The output should be every line below that includes the word "would".

Segment Open

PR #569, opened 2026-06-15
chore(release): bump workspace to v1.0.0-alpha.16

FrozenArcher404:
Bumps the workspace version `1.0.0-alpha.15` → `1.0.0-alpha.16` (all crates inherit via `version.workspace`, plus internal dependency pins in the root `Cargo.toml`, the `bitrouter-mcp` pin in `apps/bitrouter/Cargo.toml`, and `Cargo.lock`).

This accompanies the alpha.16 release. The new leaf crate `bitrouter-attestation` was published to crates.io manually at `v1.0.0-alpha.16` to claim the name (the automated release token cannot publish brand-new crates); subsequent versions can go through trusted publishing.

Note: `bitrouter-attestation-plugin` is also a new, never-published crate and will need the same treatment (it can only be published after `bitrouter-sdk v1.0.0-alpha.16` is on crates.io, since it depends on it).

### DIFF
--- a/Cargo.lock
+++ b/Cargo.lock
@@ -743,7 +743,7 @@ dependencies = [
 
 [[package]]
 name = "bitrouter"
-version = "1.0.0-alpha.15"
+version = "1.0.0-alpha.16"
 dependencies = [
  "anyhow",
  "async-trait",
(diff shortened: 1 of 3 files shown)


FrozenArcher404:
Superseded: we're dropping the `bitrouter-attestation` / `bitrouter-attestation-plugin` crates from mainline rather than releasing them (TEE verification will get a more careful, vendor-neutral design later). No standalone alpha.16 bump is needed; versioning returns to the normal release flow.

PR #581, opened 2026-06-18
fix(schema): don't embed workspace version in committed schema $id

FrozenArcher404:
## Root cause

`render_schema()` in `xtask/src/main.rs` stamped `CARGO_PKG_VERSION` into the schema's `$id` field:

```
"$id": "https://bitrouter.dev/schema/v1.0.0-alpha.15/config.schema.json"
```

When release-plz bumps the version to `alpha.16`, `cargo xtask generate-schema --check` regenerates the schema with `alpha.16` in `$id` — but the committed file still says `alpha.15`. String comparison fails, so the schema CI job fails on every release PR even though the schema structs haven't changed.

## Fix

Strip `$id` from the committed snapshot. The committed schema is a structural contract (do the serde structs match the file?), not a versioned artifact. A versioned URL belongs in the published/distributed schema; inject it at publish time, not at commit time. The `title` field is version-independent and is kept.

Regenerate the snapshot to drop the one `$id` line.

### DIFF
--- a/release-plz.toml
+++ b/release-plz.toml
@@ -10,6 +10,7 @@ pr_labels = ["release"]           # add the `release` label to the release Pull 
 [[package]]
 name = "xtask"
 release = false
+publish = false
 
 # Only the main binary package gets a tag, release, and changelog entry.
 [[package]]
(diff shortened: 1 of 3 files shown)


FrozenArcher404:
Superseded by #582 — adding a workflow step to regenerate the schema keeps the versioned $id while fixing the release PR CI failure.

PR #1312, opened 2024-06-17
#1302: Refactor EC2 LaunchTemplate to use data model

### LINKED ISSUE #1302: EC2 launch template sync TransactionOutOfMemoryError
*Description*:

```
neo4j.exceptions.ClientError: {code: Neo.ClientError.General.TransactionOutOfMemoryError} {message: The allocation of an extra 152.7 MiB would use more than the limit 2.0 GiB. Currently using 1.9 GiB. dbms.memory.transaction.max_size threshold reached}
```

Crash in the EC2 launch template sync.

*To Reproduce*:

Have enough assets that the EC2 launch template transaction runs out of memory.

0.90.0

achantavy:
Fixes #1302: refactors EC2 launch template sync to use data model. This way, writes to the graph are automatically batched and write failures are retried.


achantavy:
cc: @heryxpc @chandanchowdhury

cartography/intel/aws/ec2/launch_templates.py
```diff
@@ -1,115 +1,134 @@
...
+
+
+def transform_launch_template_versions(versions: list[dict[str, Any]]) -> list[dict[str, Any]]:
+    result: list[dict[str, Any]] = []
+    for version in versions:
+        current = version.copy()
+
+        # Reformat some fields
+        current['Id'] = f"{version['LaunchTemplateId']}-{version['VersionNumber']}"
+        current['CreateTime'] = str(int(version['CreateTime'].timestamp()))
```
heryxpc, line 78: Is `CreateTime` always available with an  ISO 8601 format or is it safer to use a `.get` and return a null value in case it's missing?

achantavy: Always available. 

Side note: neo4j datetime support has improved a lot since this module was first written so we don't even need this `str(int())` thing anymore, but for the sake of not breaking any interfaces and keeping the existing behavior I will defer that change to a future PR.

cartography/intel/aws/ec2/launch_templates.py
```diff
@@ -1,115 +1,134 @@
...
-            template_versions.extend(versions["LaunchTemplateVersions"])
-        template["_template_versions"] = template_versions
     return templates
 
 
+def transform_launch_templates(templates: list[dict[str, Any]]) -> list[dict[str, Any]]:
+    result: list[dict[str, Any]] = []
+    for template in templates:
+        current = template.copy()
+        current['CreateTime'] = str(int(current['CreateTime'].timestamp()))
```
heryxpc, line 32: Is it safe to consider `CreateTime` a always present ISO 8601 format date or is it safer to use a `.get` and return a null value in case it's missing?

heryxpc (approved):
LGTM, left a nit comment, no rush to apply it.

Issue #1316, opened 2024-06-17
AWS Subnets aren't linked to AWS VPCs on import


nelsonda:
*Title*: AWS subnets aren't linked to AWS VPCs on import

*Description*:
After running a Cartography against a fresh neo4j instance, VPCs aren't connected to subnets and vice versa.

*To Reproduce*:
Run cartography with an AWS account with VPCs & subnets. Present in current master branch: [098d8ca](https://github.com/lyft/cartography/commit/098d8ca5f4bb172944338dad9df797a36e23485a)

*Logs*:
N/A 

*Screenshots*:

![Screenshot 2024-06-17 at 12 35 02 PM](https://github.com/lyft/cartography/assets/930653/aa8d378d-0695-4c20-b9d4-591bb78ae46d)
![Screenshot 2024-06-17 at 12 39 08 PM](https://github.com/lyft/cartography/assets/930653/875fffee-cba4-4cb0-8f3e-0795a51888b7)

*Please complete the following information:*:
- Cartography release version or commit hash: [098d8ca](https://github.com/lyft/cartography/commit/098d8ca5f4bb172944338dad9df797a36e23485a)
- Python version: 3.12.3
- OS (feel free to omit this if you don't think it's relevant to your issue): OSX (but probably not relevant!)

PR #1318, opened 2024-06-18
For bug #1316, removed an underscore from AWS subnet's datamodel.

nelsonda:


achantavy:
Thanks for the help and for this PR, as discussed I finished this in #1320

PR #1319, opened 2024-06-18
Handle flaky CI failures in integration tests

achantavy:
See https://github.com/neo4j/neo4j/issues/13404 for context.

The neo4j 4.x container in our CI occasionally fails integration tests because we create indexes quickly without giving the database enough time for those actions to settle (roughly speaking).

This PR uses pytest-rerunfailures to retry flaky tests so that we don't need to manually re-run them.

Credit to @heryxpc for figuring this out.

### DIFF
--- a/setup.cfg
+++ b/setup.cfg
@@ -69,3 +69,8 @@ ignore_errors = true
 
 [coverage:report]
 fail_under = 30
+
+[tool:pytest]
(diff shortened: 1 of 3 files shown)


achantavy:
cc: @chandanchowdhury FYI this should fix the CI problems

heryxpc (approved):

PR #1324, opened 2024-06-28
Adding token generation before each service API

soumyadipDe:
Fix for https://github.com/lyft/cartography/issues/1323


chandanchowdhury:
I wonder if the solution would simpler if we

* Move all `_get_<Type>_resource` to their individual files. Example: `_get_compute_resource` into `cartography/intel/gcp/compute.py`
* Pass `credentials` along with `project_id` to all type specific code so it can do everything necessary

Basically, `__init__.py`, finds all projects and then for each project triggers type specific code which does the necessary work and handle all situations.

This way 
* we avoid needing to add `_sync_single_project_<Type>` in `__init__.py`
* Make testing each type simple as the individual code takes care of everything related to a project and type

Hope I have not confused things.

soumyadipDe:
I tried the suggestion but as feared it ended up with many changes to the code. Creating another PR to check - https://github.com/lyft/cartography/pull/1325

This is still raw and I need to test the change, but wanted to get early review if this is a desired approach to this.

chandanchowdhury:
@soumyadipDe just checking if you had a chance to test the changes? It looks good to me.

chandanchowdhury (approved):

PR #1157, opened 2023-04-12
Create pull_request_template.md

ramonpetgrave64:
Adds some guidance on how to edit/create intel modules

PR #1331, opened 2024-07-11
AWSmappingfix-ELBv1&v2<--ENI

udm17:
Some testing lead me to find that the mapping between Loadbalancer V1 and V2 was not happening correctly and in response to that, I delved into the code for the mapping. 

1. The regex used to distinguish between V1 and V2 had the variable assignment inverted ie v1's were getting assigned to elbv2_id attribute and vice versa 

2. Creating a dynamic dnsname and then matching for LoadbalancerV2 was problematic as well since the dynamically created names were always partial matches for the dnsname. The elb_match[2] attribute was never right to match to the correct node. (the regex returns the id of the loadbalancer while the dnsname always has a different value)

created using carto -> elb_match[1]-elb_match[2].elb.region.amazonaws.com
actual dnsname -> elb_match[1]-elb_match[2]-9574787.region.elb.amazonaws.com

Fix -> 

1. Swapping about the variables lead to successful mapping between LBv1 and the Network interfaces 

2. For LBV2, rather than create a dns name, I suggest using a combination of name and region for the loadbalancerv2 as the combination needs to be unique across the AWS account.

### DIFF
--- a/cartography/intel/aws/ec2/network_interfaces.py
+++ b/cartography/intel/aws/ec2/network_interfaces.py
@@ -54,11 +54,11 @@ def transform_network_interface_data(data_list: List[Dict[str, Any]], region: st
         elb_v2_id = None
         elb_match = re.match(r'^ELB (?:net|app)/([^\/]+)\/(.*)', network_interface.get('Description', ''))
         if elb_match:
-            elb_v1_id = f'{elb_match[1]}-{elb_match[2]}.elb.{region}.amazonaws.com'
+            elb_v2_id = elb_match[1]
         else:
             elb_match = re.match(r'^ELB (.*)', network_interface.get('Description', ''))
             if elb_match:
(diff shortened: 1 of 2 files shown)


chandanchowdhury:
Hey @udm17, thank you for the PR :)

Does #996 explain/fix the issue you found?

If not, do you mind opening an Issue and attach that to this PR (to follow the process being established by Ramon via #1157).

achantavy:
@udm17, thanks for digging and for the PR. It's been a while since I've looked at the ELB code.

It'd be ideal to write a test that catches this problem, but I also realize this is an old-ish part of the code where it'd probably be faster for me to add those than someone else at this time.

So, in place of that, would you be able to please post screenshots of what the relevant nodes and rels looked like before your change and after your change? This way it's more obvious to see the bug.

Segment Closed

YOUR RESPONSE:
neo4j.exceptions.ClientError: {code: Neo.ClientError.General.TransactionOutOfMemoryError} {message: The allocation of an extra 152.7 MiB would use more than the limit 2.0 GiB. Currently using 1.9 GiB. dbms.memory.transaction.max_size threshold reached}
I wonder if the solution would simpler if we
So, in place of that, would you be able to please post screenshots of what the relevant nodes and rels looked like before your change and after your change? This way it's more obvious to see the bug.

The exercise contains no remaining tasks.